The insurers rejected 651,000 applicants from 2007 to 2009 for illnesses or conditions they had before applying for coverage, according to the report by the House Energy and Commerce Committee, led by Representative Henry Waxman, a California Democrat. Each company had a business plan to exclude pre-existing conditions, according to the report. The report cited internal insurer documents the panel obtained.

The report highlights why the provisions of the new health care law are so needed, among them a ban on insurers denying coverage due to medical conditions. The report forces Republicans to tell voters why insurers should be able to deny coverage to those who need it the most.

The companies turned down 257,100 people last year who sought to buy benefits on their own and not through employers, the House report said. They denied 172,400 applicants in 2007, the report said. Enrollment increased by 16 percent in that time, according to the committee.

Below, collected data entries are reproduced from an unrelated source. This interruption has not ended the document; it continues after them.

PR #261, opened 2022-12-02
OCPCLOUD-1827: Fix lint issues reported by golangci-lint

Fedosin:
This PR adds golangci-lint support and enables additional linters for the component.


pkg/framework/gatherer/oc-cli.go
```diff
@@ -68,31 +70,38 @@ func (oc *CLI) outputs(stdOutBuff, stdErrBuff *bytes.Buffer) (string, string, er
...
 	}
+
 	err = cmd.Wait()
 
 	stdOutBytes := stdOutBuff.Bytes()
 	stdErrBytes := stdErrBuff.Bytes()
 	stdOut := strings.TrimSpace(string(stdOutBytes))
 	stdErr := strings.TrimSpace(string(stdErrBytes))
 
-	switch err.(type) {
```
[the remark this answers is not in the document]
Fedosin: The message was
```
pkg/framework/gatherer/oc-cli.go:78:9: type switch on error will fail on wrapped errors. Use errors.As to check for specific errors (errorlint)
```

pkg/framework/framework.go
```diff
@@ -202,45 +208,48 @@ func NewCLI() (*gatherer.CLI, error) {
...
+func getCliOutputFilesPath() string {
 	if isOpenshiftCI() {
-		return filepath.Join(os.Getenv(ARTIFACT_DIR), "machine-api-e2e-suite"), nil
+		return filepath.Join(os.Getenv(artifactDir), "machine-api-e2e-suite")
 	}
 
 	cwd, err := os.Getwd()
 	if err != nil {
-		return "", nil
+		return ""
```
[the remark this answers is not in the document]
Fedosin: It's a good question... I would prefer to return an error here.

pkg/framework/framework.go
```diff
@@ -227,20 +237,22 @@ func isOpenshiftCI() bool {
...
 func getCliOutputFilesPath() (string, error) {
 	if isOpenshiftCI() {
-		return filepath.Join(os.Getenv(ARTIFACT_DIR), "machine-api-e2e-suite"), nil
+		return filepath.Join(os.Getenv(artifactDir), "machine-api-e2e-suite"), nil
 	}
 
 	cwd, err := os.Getwd()
 	if err != nil {
-		return "", nil
+		return "", err
```
JoelSpeed, line 245: Does this not cause a linter error, I thought all errors must be wrapped?

pkg/infra/infra.go
```diff
@@ -167,13 +172,12 @@ var _ = Describe("Managed cluster should", framework.LabelMachines, func() {
...
 		specReport := CurrentSpecReport()
-		if specReport.Failed() == true {
+		if specReport.Failed() {
 			Expect(gatherer.WithSpecReport(specReport).GatherAll()).To(Succeed())
 		}
 
 		By("Deleting the new MachineSet")
-		err := client.Delete(context.Background(), machineSet)
-		Expect(err).ToNot(HaveOccurred())
+		Expect(client.Delete(context.Background(), machineSet)).ToNot(HaveOccurred())
```
JoelSpeed, line 180: Can we change `ToNot(HaveOccurred())` to `To(Succeed())` in these cases please?

pkg/infra/spot.go
```diff
@@ -268,9 +271,10 @@ func setSpotOnProviderSpec(platform configv1.PlatformType, params framework.Mach
 func setSpotOnAWSProviderSpec(params framework.MachineSetParams, maxPrice string) error {
 	spec := machinev1.AWSMachineProviderConfig{}
 
-	err := json.Unmarshal(params.ProviderSpec.Value.Raw, &spec)
-	if err != nil {
-		return fmt.Errorf("error unmarshalling providerspec: %v", err)
+	var err error
```
JoelSpeed, line 274: I don't think this is needed here is it? Can we move the decl closer to where it's needed

pkg/operators/cluster-autoscaler-operator.go
```diff
@@ -54,8 +54,7 @@ var _ = Describe("Cluster autoscaler operator should", framework.LabelOperators,
 			},
 		}
 
-		err := client.Create(context.TODO(), invalidCA)
-		Expect(err).To(HaveOccurred())
+		Expect(client.Create(context.TODO(), invalidCA)).To(HaveOccurred())
```
JoelSpeed, line 57: This should be `ToNot(Succeed())` IMO

pkg/providers/aws.go
```diff
@@ -62,11 +62,12 @@ var _ = Describe("MetadataServiceOptions", framework.LabelCloudProviderSpecific,
 	})
 
 	createMachineSet := func(metadataAuth string) (*machinev1.MachineSet, error) {
+		var err error
```
JoelSpeed, line 65: Is this needed? Can we move it to where it is needed please

JoelSpeed (commented):
I'd like if possible to clean up some of the assertions.

When you have a function, it should be `Expect(func()).To(Succeed())` or `Expect(func()).ToNot(Succeed()` rather than `To(HaveOccurred())` or `ToNot(HaveOccurred()`, the occurred ones are more for errors in variables, when you read the code, it makes sense, expect and error to have occurred, expect a function to have occurred doesn't make as much sense

pkg/framework/framework.go
Fedosin: It's because I temporarily disabled `wrapcheck` linter. There are too many errors to wrap, so it could be done in a separate PR.

JoelSpeed: You could wrap this one as good practice ahead of the new linter being set up

pkg/autoscaler/autoscaler.go
```diff
@@ -168,7 +169,7 @@ var _ = Describe("Autoscaler should", framework.LabelAutoscaler, Serial, func()
 
 		BeforeEach(func() {
 			gatherer, err = framework.NewGatherer()
-			Expect(err).ToNot(HaveOccurred())
+			Expect(err).To(Succeed())
```
JoelSpeed, line 172: This was correct before 😅 `Expect(err).ToNot(HaveOccurred())` is correct, it reads like a sentence

elmiko (commented):
nice cleanup
/lgtm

Insurers agreed to end denials for pre-existing conditions early in the health-care debate last year, but the insurance industry argues that until all consumers are required to buy health insurance, the coverage restrictions are needed to keep people from gaming the system, he said.

One insurance company cited “improved pre-existing exclusion process” as a way to increase business, said the report. One of the companies had a list of 425 conditions that could be used to deny people insurance coverage, including pregnancy, diabetes and heart disease.

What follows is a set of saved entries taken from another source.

PR #262, opened 2022-12-05
[OCPCLOUD-1728] Listing and document tests within the MAPI suite

lobziik:


docs/tests.md
```diff
@@ -0,0 +1,439 @@
...
+The test is expecting machineset to be scaled up to 3 machines and accept the payload. Then, created Job is removing and the machineset is expected to be scaled down back to 0 replicas. 
+
+Test considered failed if scale up or down did not happen within 15 min timeout.
+
+#### Autoscaler should use a ClusterAutoscaler that has 100 maximum total nodes count cleanup deletion information after scale down [Slow]
+* Parallel: No
+* ExecTime: ~13m on AWS
+* Recommendation:
+  * This test is a bit cryptic at first glance and requires at least some in-code explanation about the meaning of checks for taints and annotations presence. Having some documentation references will be beneficial here.
+  * amount of desired machines might be reduced from 3 to 2 for each machineset
```
elmiko, line 400: i also wonder if this functionality is being exercised by the other tests

docs/tests.md
```diff
@@ -0,0 +1,439 @@
...
+Test considered failed if scale up or down did not happen, or after scaling down there are taints/annotations leftovers within a 3 minutes timeout.
+
+#### Autoscaler should use a ClusterAutoscaler that has 12 maximum total nodes count and balance similar nodes enabled scales up and down while respecting MaxNodesTotal [Slow][Serial]
+* Parallel: No
+* ExecTime: ~13m on AWS
+* Recommendation:
+  * Since this test does not leverage or checking `balance similar nodes` feature, this might be extracted to separate group with reducing `MaxNodesTotal` number to ~8. This should speed up this test a bit and reduce resource consumption.
+  * This test requires revise and extension of checks. Workload destiny need to be checked too. As i understand this test at the moment of writing, part of the workload should not be scheduled due to `MaxNodesTotal` limit.
+  * Gather and report a number of nodes when the test starts
+  * Might be merged with from/to zero scaling test ([Autoscaler should use a ClusterAutoscaler that has 100 maximum total nodes count It scales from/to zero](#autoscaler-should-use-a-clusterautoscaler-that-has-100-maximum-total-nodes-count-it-scales-fromto-zero)).
```
elmiko, line 418: +1

docs/tests.md
```diff
@@ -0,0 +1,439 @@
...
+with `MaxNodesTotal` + 1 desired pods in it. Then waits cluster to be scaled up till `MaxNodesTotal` nodes number and checks that this constraint was not violated.
+
+Then workload deletes and test waits for the machineset to be scaled back to 1 replica.
+
+#### Autoscaler should use a ClusterAutoscaler that has 12 maximum total nodes count and balance similar nodes enabled places nodes evenly across node groups [Slow]
+* Parallel: No
+* ExecTime: ~10m on AWS
+* Recommendation:
+  * Check kubernetes-autoscaler deployment for the `balance-similar-node-groups` flag presence first
+  * Currently max machineset size for machine autoscaler resource is 3 within this test. I suggest to increase it to 4 or 6 for being more sure that `balance-similar-node-groups` does its thing and that the test pass is not a coincidence.
```
elmiko, line 430: +1, also as discussed in standup, we might want to create another machineset, with zero replicas, that does not match the job to ensure that we aren't placing nodes in the empty machineset.

elmiko (commented):
this doc generally looks great to me @lobziik , thanks!

i reviewed the autoscaler parts a little closer and tend to agree with your recommendations. i also added a comment from our discussion.

docs/tests.md
```diff
@@ -0,0 +1,439 @@
...
+In `BeforeEach` machineset creation and wait happen (this machineset has 2 desired replicas configured, so 2 machines will be created for each test here).
+In `AfterEach` created machineset is being deleted.
+
+#### Managed cluster should drain node before removing machine resource
+* Parallel: Yes
+* ExecTime: >12m on AWS
+* Recommendations:
+  * Update resource creation helper functions, and add parameters to specify workload names, replicas count, selectors, etc. Now it's almost impossible to say what is going on without looking into these functions.
+  * Specify selectors more strictly for the created workloads, now it's theoretically possible that created workload will be scheduled somewhere else and we could get false positive results.
+  * Add more meaningful comments inside the test code, now it's not easy to figure out what is going on there.
```
JoelSpeed, line 247: Do we want to have these as step delineation using `By` clauses?

docs/tests.md
```diff
@@ -0,0 +1,439 @@
...
+  * Fix logging here, it is quite noisy, and do flood reports.
```
JoelSpeed, line 248: +1 this has been on my radar for a while, for some reason it prints out every pod right? We don't need that

docs/tests.md
```diff
@@ -0,0 +1,439 @@
...
+
+This test checks nodes are properly draining during machine deletion and this process also respects PDBs (pod disruption budgets).
+During this test - a replication controller creating with 20 desired replicas, then PDB creating for this workload.
+After the replication controller is ready, machineset marking for deletion. Along with the deletion process test checking that pods amount on the node 
+is going down to 1 and RC has at most one non-ready replica.
+
+Test considered failed in case if more than 1 replica within RC detected as not ready during machineset deletion. That would mean that PDB constraints were violated.
```
JoelSpeed, line 255: Where do the pods go to when the machineset is removed?  Do we really need to run 20 pods?

docs/tests.md
```diff
@@ -0,0 +1,439 @@
...
+
+This test takes machines from the machineset which was created in `BeforeEach` block and marks them for deletion,
+then waits for machines to be deleted and recreated by the machineset. Takes quite a while, because 2 machines should be deleted and recreated then.
+
+#### Managed cluster should grow and decrease when scaling different machineSets simultaneously
+* Parallel: Yes
+* ExecTime: >10m on AWS
+* Recommendations:
+  * Reduce created machines number to 1 for this test, currently there are 2
+  * Remove this test, similiar one included into origin suite. Aside of that we running this and other tests which creates and scales MSes in parallel, so we are excercising this functionality
```
JoelSpeed, line 272: I think this makes sense to move to a periodic, I think that's been discussed in Mikhails periodic recommendations

docs/tests.md
```diff
@@ -0,0 +1,439 @@
...
+  * Move this to another webhook tests
+
+This test just tries to create machineset with empty provider config, but due to machineset is creating in `BeforeEach` block, it takes a while.
+We are creating and waiting for 2 machines here for nothing...
+
+#### Managed cluster should have ability to additively reconcile taints from machine to nodes
+* Parallel: Yes
+* ExecTime: >6m on AWS
+* Recommendation:
+  * Add check also for labels, or create new one which would exercise labels and annotations as well
```
JoelSpeed, line 292: We only reconcile the labels and annotations when the node is first created, via nodelink, so I don't think this makes sense does it?

docs/tests.md
```diff
@@ -0,0 +1,439 @@
...
+5) Removes the pre-drain hook
+6) Checks that the workload pod was evicted, but the machine is still present
+7) Removes the pre-delete hook
+8) Checks the machine is deleted
+
+## MachineHealthCheck
+These tests check MachineHealthCheck functionality. Tests listed below share common `BeforeEach` and `AfterEach` blocks.
+Within `BeforeEach` machineset with 4 desired replicas creating. In `AfterEach` resources created during a test are attempted to be cleaned up.
+
+Recommendation: Refactor these tests to run them in order for and use the same machinesets. Given that we are setting up conditions on machines, we could perform
```
JoelSpeed, line 357: I like this idea, lets definitely do this!

docs/tests.md
```diff
@@ -0,0 +1,439 @@
...
+* Parallel: No
+* ExecTime: ~13m on AWS
+* Recommendation:
+  * This test is a bit cryptic at first glance and requires at least some in-code explanation about the meaning of checks for taints and annotations presence. Having some documentation references will be beneficial here.
+  * amount of desired machines might be reduced from 3 to 2 for each machineset
+
+Within this test machineset with 1 desired replica and with a specific set of labels is created.
+After, a Job with 6 desired replicas is attempting to be scheduled on nodes with labels configured for previously created machinesets.
+
+The test is expecting both machinesets to be scaled up to 3 machines and accept the payload. Then, created Job is removing and the machineset is expected to be scaled down back to 1 replica.
```
JoelSpeed, line 405: This seems like it has a big overlap with the previous test right? Do we want to consolidate the two of them/maybe remove the first? Is the first covering something that isn't covered in this test?

docs/tests.md
```diff
@@ -0,0 +1,439 @@
...
+
+After machinesets will be scaled back to 1 replica test checks if no cluster-autoscaler specific annotations are presented on machines and no autoscaler specific taints are presented on respective nodes from these machinesets.
+
+Test considered failed if scale up or down did not happen, or after scaling down there are taints/annotations leftovers within a 3 minutes timeout.
+
+#### Autoscaler should use a ClusterAutoscaler that has 12 maximum total nodes count and balance similar nodes enabled scales up and down while respecting MaxNodesTotal [Slow][Serial]
+* Parallel: No
+* ExecTime: ~13m on AWS
+* Recommendation:
+  * Since this test does not leverage or checking `balance similar nodes` feature, this might be extracted to separate group with reducing `MaxNodesTotal` number to ~8. This should speed up this test a bit and reduce resource consumption.
```
JoelSpeed, line 415: Reducing the total here seems reasonable, I wonder if 8 was chosen for some specific reason before?

docs/tests.md
```diff
@@ -0,0 +1,439 @@
...
+# Tests
+
+## Operators
+
+### Machine API
+
+#### Machine API operator deployment should be available
+* Parallel: No (sits in disruptive suite)
+* ExecTime: ~5s on AWS
+* Recommendation: Might be extracted and run in parallel with the other part of the suite.
```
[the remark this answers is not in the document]
lobziik: Sounds reasonable to me.

> This seems like a pre-requisite for a bunch of our other tests right?

For machine API operator-related tests, yes. Having it as a prerequisite makes sense to me.

docs/tests.md
```diff
@@ -0,0 +1,439 @@
...
+* ExecTime: ~2s on AWS
+
+Checks cluster operator status to be available, not progressing and not degraded.
+
+#### When cluster-wide proxy is configured, Machine API cluster operator should  create machines when configured behind a proxy
+* Parallel: No
+* ExecTime: ~30m on AWS
+* Recommendation:
+  - ~make this test periodic (done already)~
+  - extend this test - add check for the CCCMO also
```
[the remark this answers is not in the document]
lobziik: I don't think so, since cluster autoscaler deals with machine resource through the kubernetes API.

Machine controllers and CCMs interact with cloud APIs, and setting up proxy properly is crucial here.
IIRC we have had bugs for CCMs and proxy issues.

docs/tests.md
```diff
@@ -0,0 +1,439 @@
...
+### Cluster Machine Approver
+
+Recommendation: This suite needs to be extended with some sort of disruptive suite (change/delete CMA deployment, ensure that it's preserved).
+Another variant is to remove this test at all since a cluster will not finish installation if the operator will be in the degraded state.
+
+#### Cluster Machine Approver deployment should be available
+* Parallel: Yes
+* ExecTime: ~2s on AWS
+
+This test checks status of the `openshift-cluster-machine-approver/machine-approver` deployment.
```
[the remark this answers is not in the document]
lobziik: Yup, might be. 

This might be merged with another CMA test, which checks the deployment. Aside from that two, we do not have any specific CMA tests

docs/tests.md
lobziik: 12 you mean? I don't know. Looking into tests I didn't figure out any specific reason. @elmiko maybe you know?

elmiko: we could certainly reduce this number, i think i chose 12 because it was inspired by the original values we were using to grow the machine sets.

docs/tests.md
```diff
@@ -0,0 +1,439 @@
...
+This test query `openshift-machine-api/machine-api-controllers` deployment, saves manifest and scales deployment to zero replicas.
+After, tests wait for the deployment to be restored and available (available replicas > 0).
+This test checks operator behaviour to manage and maintain MAPI components deployment state.
+
+#### Machine API operator deployment should reconcile mutating webhook configuration
+#### Machine API operator deployment should reconcile validating webhook configuration
+* Parallel: No (each)
+* ExecTime: ~5s on AWS (each)
+* Recommendation:
+  - Extract this test, make it parallel
```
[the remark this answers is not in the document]
lobziik: I could imagine some nested ordered container in the webhook suite. But yeah, this will require some experimentation.

docs/tests.md
```diff
@@ -0,0 +1,439 @@
...
+    - this two tests might be generalized in a way and merged into one, the only difference is a resource type
+
+This test checks that webhook configurations are presented in cluster then delete it. Waits for configurations to be restored and 
+being equal to what is encoded within the vendored MAPO repo.
+
+This test checks operator behaviour to manage and maintain MAPI webhooks state.
+
+#### Machine API operator deployment should maintains spec after mutating webhook configuration change and preserve caBundle
+#### Machine API operator deployment should maintains spec after validating webhook configuration change and preserve caBundle
+* Parallel: No (each)
```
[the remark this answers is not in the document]
lobziik: This tests delete webhook. `reconcile webhook configuration` doesn't touch anything.

docs/tests.md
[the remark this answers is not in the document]
lobziik: Or yes, pre-step. Will be convenient if we will decide to add another CMA-related tests.

docs/tests.md
```diff
@@ -0,0 +1,439 @@
...
+
+### Cluster Autoscaler
+
+Recommendation: This suite need to be extended with some sort of disruptive suite (change/delete autoscaler deployment, ensure that it's preserved by the operator)
+
+#### Cluster autoscaler operator should reject invalid ClusterAutoscaler resources early via webhook
+* Parallel: Yes
+* ExecTime: ~5s on AWS
+* Recommendation:
+  - Remove from this suite, move this test to the cluster autoscaler repo
```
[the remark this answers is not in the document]
lobziik: For this particular webhook - no. I'm thinking about adding a test which specifically checks webhooks configuration for all our components (MAPI, CAO, opesnshift specific CAPI perhaps)

docs/tests.md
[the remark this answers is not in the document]
JoelSpeed: Could they be combined? Would that make things faster?

docs/tests.md
elmiko: looking at @RadekManak PR, i remember why it was 12. 6 for the original cluster + 6 for the new workload we created.

docs/tests.md
```diff
@@ -243,13 +256,15 @@ In `AfterEach` created machineset is being deleted.
...
   * Fix logging here, it is quite noisy, and do flood reports.
+  * Reduce amount of pods created
+  * Check where pods was actually scheduled
 
 This test checks nodes are properly draining during machine deletion and this process also respects PDBs (pod disruption budgets).
-During this test - a replication controller creating with 20 desired replicas, then PDB creating for this workload.
-After the replication controller is ready, machineset marking for deletion. Along with the deletion process test checking that pods amount on the node 
+During this test - machineset with two desired replicas and a replication controller with 20 desired replicas are creating, then PDB creating for this workload.
+Machines from the machinesets marking with labels to be sure that pods created by the replication controller will be scheduled there.
+After the replication controller is ready, one of the machines from the machineset marking for deletion. Along with the deletion process test checking that pods amount on the node
```
JoelSpeed, line 269:
```suggestion
After the replication controller is ready, one of the machines from the machineset marking for deletion. Along with the deletion process test checking that number of pods on the node
```

docs/tests.md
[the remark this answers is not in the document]
lobziik: I don't think that it is worth to bother with optimizing this. This tests doesn't take much time.

docs/tests.md
lobziik: I thought about some human-readable description within the test itself, just as a comment.
This bullet point might be omitted, if we will be happy enough after refactoring describing in the first point.

docs/tests.md
lobziik: First one testing scaling from/to zero. This one checks that machine which stays after scaling down is not polluted with unwanted labels/annotations.

But it might be combined with `MaxNodesTotal` test.

elmiko: > But it might be combined with MaxNodesTotal test.

+1

JoelSpeed:
/approve

I'm happy with this as is right now, I expect it will evolve over time

Can we make sure that the recommendations turn into Jira cards in a new epic so that we can make sure action them going forward

docs/tests.md
```diff
@@ -0,0 +1,464 @@
...
+#### Autoscaler should use a ClusterAutoscaler that has 100 maximum total nodes count It scales from/to zero
+* Parallel: No
+* ExecTime: >7m on AWS
+* Recommendation:
+  * amount of desired machines might be reduced from 3 to 2
+
+Within this test machineset with the initial desired 0 replicas and with a specific set of labels is created.
+After, a Job with 3 desired replicas is attempting to be scheduled on nodes with labels configured for previously created machineset.
+
+The test is expecting machineset to be scaled up to 3 machines and accept the payload. Then, created Job is removing and the machineset is expected to be scaled down back to 0 replicas.
```
elmiko, line 415: minor nit
```suggestion
The test is expecting machineset to be scaled up to 3 machines and accept the payload. Then, created Job is removed and the machineset is expected to be scaled down back to 0 replicas. 
```

elmiko (commented):
content-wise i think things look good here. i've made some suggestions that i think help the readability, and a couple questions that i had while reading.

docs/tests.md
```diff
@@ -0,0 +1,464 @@
...
+In `BeforeEach` machineset creation and wait happen (this machineset has 2 desired replicas configured, so 2 machines will be created for each test here).
+In `AfterEach` created machineset is being deleted.
+
+#### Managed cluster should drain node before removing machine resource
+* Parallel: Yes
+* ExecTime: >12m on AWS
+* Recommendations:
+  * Update resource creation helper functions, and add parameters to specify workload names, replicas count, selectors, etc. Now it's almost impossible to say what is going on without looking into these functions.
+  * Add more meaningful comments inside the test code, now it's not easy to figure out what is going on there.
+  * Fix logging here, it is quite noisy, and do flood reports.
```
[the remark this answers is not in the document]
lobziik: It produces a lot of rubbish log messages which are mostly unreadable. I will reword this.

docs/tests.md
```diff
@@ -0,0 +1,464 @@
...
+  * Reduce amount of pods created
+  * Check where pods was actually scheduled
+
+This test checks nodes are properly draining during machine deletion and this process also respects PDBs (pod disruption budgets).
+During this test - machineset with two desired replicas and a replication controller with 20 desired replicas are creating, then PDB creating for this workload.
+Machines from the machinesets marking with labels to be sure that pods created by the replication controller will be scheduled there.
+After the replication controller is ready, one of the machines from the machineset marking for deletion. Along with the deletion process test checking that number of pods on the node
```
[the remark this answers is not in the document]
lobziik: I reworded this a bit, hope it would be better now.

docs/tests.md
```diff
@@ -0,0 +1,464 @@
...
+
+### Cluster Autoscaler
+
+Recommendation: This suite need to be extended with some sort of disruptive suite (change/delete autoscaler deployment, ensure that it's preserved by the operator)
+
+#### Cluster autoscaler operator should reject invalid ClusterAutoscaler resources early via webhook
+* Parallel: Yes
+* ExecTime: ~5s on AWS
+* Recommendation:
+  - Remove from this suite, move this test to the cluster autoscaler repo
```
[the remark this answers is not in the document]
lobziik: Yeah, you are right. When I initially dug around this, I didn't read through CAO code properly. Actual validation logic is covered with unittests there, this two are definitely useful for checking that webhooks are set up properly and respective controllers are responding.

I rewrote this section, PTAL.

docs/tests.md
```diff
@@ -0,0 +1,464 @@
...
+  - Or review and extend, but better remove
+
+This test just checks that creation of ClusterAutoscaler resource with name other than 'default' is rejected
+
+#### Cluster autoscaler operator should reject invalid MachineAutoscaler resources early via webhook
+* Parallel: Yes
+* ExecTime: ~5s on AWS
+* Recommendation:
+  - Remove, and implement this test to the cluster autoscaler repo
```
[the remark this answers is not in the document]
lobziik: https://github.com/openshift/cluster-api-actuator-pkg/pull/262#discussion_r1047114264

elmiko (commented):
thanks for the updates @lobziik 

/lgtm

Other documents in the report showed that people who were surgical candidates, pregnant, female and “treated for infertility within the past five years,” and “any applicant with a (body mass index) 39.0 or greater” were denied health insurance without any internal review by the company. The committee obtained the documents in response to letters Waxman sent in March. The report didn’t specify the insurers that carried out the actions.

Because of the economy, healthy customers have been more likely to drop coverage over the past few years, leaving insurers with sicker customers more likely to drive up medical costs. The four insurers treat pregnancy as a pre-existing condition and generally don’t offer coverage to expectant mothers, the House committee said in a second memo that cited company documents.

Expectant fathers and those about to adopt are often denied as well, and documents show the companies have moved to limit the availability of riders that can be bought to add maternity coverage, the report said. One rider limited a woman to $6,000 in maternity benefits after she paid extra premiums for four years, the report said.

In company documents, executives said maternity coverage resulted in “higher prices, lower margins and loss of market share,” the report said. Another document said one insurer typically spent 90 percent of the premiums it collects on medical care for policies with optional maternity benefits, “a money-losing ratio.”

At least six major companies — including Anthem, Aetna, Cigna and Humana — have said they will stop writing new policies in Colorado for individual children not covered by their parents’ or other plans, insurance officials said. They blamed the new health reform mandates requiring companies that write such policies to also cover sick children up to age 19.

Some of the same insurers, meanwhile, have filed proposed rate increases with Colorado for individual policies, hiking premiums by up to 27 percent, regulators said. UnitedHealthcare has asked for an 8.3 percent increase in large-group plans, affecting 71,400 people; it also asked for 20.5 percent increases for 241 individuals. Aetna, in one plan covering 22,500 people in Colorado, wants a 12.5 percent average boost. Other group plans from Aetna ask for 26.4 percent hikes covering 6,600 people.